The Queensland National Bank is a former bank in Queensland, Australia.

==History==
In 1872, the bank was established in Brisbane.

In December 1914, the bank had its head office in Brisbane with branches throughout Queensland at Allora, Aramac, Ayr, Barcaldine, Beaudesert, Biggenden, Blackall, Boonah, Bundaberg, Burketown, Cairns (with a receiving office at Gordonvale), Charleville, Charters Towers, Childers (with a receiving office at Cordalba), Clifton, Cloncurry, Cooktown, Crows Nest, Cunnamulla, Dalby (with receiving offices at Bell and Tara), Esk, Forest Hill, Fortitude Valley, Gatton (with receiving office at Grantham), Gladstone, Goombungee, Goondiwindi, Greenmount, Gympie, Halifax, Herberton, Hughenden, Ingham, Innsifail, Ipswich, Invinebank, Jandowae, Kandanga, Killarney, Kingaroy, Laidley, Longreach, Mackay, Marburg, Mareeba, Maryborough, Millmerran, Mitchell (with receiving office at Mungallala), Mount Morgan, Murgon, Muttaburra, Nobby, Normanton, Oakey (with receiving offices at Jondaryan and Kingsthorpe), Pittsworth, Port Douglas, Ravenswood, Richmond, Rockhampton, Roma, Rosewood, Sarina, South Brisbane, Southbrook, St George, Tambo, Tannymorel, Thursday Island, Tingoora, Toogoolawah, Toowoomba, Townsville, Wahoon, Warra (with a receiving office at Brigalow), Warwick, Winton, Wondai, Wooroolin (with a receiving office at Memerambi), Yangan and Yarraman. It also had branches in London, Melbourne and Sydney and a network of agents in other countries.

The first general manager was Edward Robert Drury 1872–1896, succeeded by Walter Vardon Ralston 1898–1920.

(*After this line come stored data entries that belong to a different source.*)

PR #177, opened 2016-07-22
Save images with application and version name

steve-gregory:
Previous versions of glance_write_method would show only ApplicationName after multiple versions were created, the machines would become ambiguous:

ApplicationName
ApplicationName
ApplicationName
New approach would lead to the following:

ApplicationName v.1.0
ApplicationName v.2.0
ApplicationName v.final-2.5
Additionally, the change log will be included to help aid those who are using the glance API directly in finding the most information about a specific image.

TODO:
- [x] An administration script that will "update" all machines on a provider (registered in Atmosphre) to take the new machine name form. (Optionally, takes a subset of images)
- [x] Verify that the administrative script works as expected on cloudlab or another isolated cloud _prior_ to merge.


api/v2/views/base.py
```diff
@@ -24,9 +24,16 @@ def unresolved_requests_only(fn):
     @wraps(fn)
     def wrapper(self, request, *args, **kwargs):
```
erbriones: Looks like this wrapper function I initially created is getting complicated.  It really was only meant to check for requests that were in a non final state. Ideally, any permission level concerns should be handler elsewhere. Just thought I would share my thoughts.

steve-gregory:
This PR still pending review until we can test this on a fresh cloud.

steve-gregory:
Before:
```
(atmo_master) root@atmosphere:/opt/dev/atmosphere# glance image-list
+--------------------------------------+---------------------------------------+
| ID                                   | Name                                  |
+--------------------------------------+---------------------------------------+
| 5fa21257-200e-4fef-85b7-0bd62c8e9450 | centos-6                              |
| 904a44e6-3fd7-4174-9acf-57b472e2346c | centos-7                              |
| 1d7bf56b-2d13-4b8c-923a-928cd388d6e7 | cyverse-centos-6.8-xfce-gui           |
| d06ff318-51af-4b8e-8953-d17857fed992 | novnc-gateway-after-host-provisioning |
| 20d1ebc9-7cb6-4a54-932f-132bbb997779 | Steves Best Image Yet                 |
| ca77727d-d30a-45c8-88f0-010f04ee58d3 | Steves Best Image Yet                 |
| f4c63e87-3479-4d26-b8b1-55abbdfaca9d | Totally Different Image               |
| 54fcdb6d-b9a8-410b-8a62-2d57cc9ff516 | ubuntu-14.04                          |
| d736d76a-253d-448f-ba3f-405d742eeb42 | ubuntu-16.04                          |
+--------------------------------------+---------------------------------------+
```
After:
```
(atmo_master) root@atmosphere:/opt/dev/atmosphere# glance image-list
+--------------------------------------+---------------------------------------+
| ID                                   | Name                                  |
+--------------------------------------+---------------------------------------+
| 5fa21257-200e-4fef-85b7-0bd62c8e9450 | centos-6 v.1.0                        |
| 904a44e6-3fd7-4174-9acf-57b472e2346c | centos-7 v.1.0                        |
| 1d7bf56b-2d13-4b8c-923a-928cd388d6e7 | cyverse-centos-6.8-xfce-gui v.1.0     |
| d06ff318-51af-4b8e-8953-d17857fed992 | novnc-gateway-after-host-provisioning |
| 20d1ebc9-7cb6-4a54-932f-132bbb997779 | Steves Best Image Yet v.1.0           |
| ca77727d-d30a-45c8-88f0-010f04ee58d3 | Steves Best Image Yet v.2.0           |
| f4c63e87-3479-4d26-b8b1-55abbdfaca9d | Totally Different Image v.3.0         |
| 54fcdb6d-b9a8-410b-8a62-2d57cc9ff516 | ubuntu-14.04 v.1.0                    |
| d736d76a-253d-448f-ba3f-405d742eeb42 | ubuntu-16.04 v.1.0                    |
+--------------------------------------+---------------------------------------+
```

cdosborn:
Names are not unique and they are also unstructured. 

If I name my application "My favorite version is v.3.0" , then that last word will be interpreted to be something it's not. I don't think glance-list output warrants this change.

steve-gregory:
@cdosborn We have to consider that the images created on atmosphere *will necessarily be available to the API user* -- It has already been brought to our attention that different versions of images that atmosphere manages seem to be "identical" and that adding version information to the name would be seen as helpful/more attractive to those API end-users.

I agree that we need an elegant way to handle version separation inside the name though. We could potentially switch separators to something less likely to cause conflict, or avoid making changes to images that are _already_ in the glance image-list and focus on images created in the future

cdosborn:
Does this mean that all images will get renamed? What about images that already have a version in the name. Maybe I'm not fully understanding the scope here.

service/openstack.py
```diff
@@ -85,13 +88,16 @@ def glance_update_machine_metadata(provider_machine, metadata={}):
...
-        "application_version": str(provider_machine.application_version.name),
+        "application_version": str(version.name),
         "application_uuid": base_app.uuid,
         "application_name": _make_safe(base_app.name),
         "application_owner": base_app.created_by.username,
         "application_tags": json.dumps(
             [_make_safe(tag.name) for tag in base_app.tags.all()]),
-        "application_description": _make_safe(base_app.description)}
+        "application_description": _make_safe(base_app.description),
+        "version_name": str(version.name),
```
steve-gregory: agreed, we should move away from `application_version` (jargon-y) in favor of `version_name`.

core/models/machine.py
```diff
@@ -319,9 +353,7 @@ def get_or_create_provider_machine(image_id, machine_name,
     if not version:
         version = get_version_for_machine(provider_uuid, image_id, fuzzy=True)
     if not version:
-        version = create_app_version(app, "1.0", provider_machine_id=image_id)
-    #TODO: fuzzy=True returns a list, but call comes through as a .get()?
-    #      this line will cover that edge-case.
+        version = create_app_version(app, version_name, provider_machine_id=image_id)
```
steve-gregory: This works as expected:
```
if version passed in, don't attempt to retrieve the version
if no version was passed in *and* attempt to retrieve version was empty, create a version.
```
To make this clearer, i will tab-over the second if statement.

steve-gregory:
Additional context (hopefully) for @cdosborn : The goal of the PR is to make it easier for _api users_ who look at a catalog that has been _actively managed via atmosphere_ to find the specific image/machine they are looking for when querying the APIs.

It's true that they **could** individually `glance image-show <...>` for each image that was listed `ubuntu 16.04`, but by including version names we can _hopefully_ avoid ambiguity in our managed catalog.

This will _not_ affect how the GUI or atmosphere API render the application, version, or provider machine. It is purely aesthetic for the "Native cloud API" user.

cdosborn:
Okay, I didn't drill down into each field to see how they were being used. Is `application_name` where we store troposphere's idea of the name? Thanks for the context.

steve-gregory:
@cdosborn yes, that is correct.

service/openstack.py
cdosborn: Not referring to the jargon, as so much the duplicate state.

In 1948, the bank was taken over by the National Bank of Australasia.

== Legacy ==
The bank constructed many substantial and ornate buildings as branches throughout Queensland. A number of extant buildings are heritage-listed, including:
- Queensland National Bank, Brisbane CBD (head office)
- Queensland National Bank, Charleville
- Queensland National Bank, Charters Towers
- Queensland National Bank, Childers
- Queensland National Bank, Cooktown
- Queensland National Bank, Forest Hill
- Queensland National Bank, Gympie
- Queensland National Bank, Ipswich
- Queensland National Bank, Irvinebank
- Queensland National Bank, Mackay
- Queensland National Bank, Maryborough
- Queensland National Bank, Rockhampton
- Queensland National Bank, South Brisbane
- Queensland National Bank, Townsville.
The locality of Qunaba takes its name from the Qunaba sugar mill, being in turn coined from the bank's name (QUeensland NAtional BAnk).

Queensland National Bank was inducted into the Queensland Business Leaders Hall of Fame in 2011, for their significant contribution to Queensland's early economic development.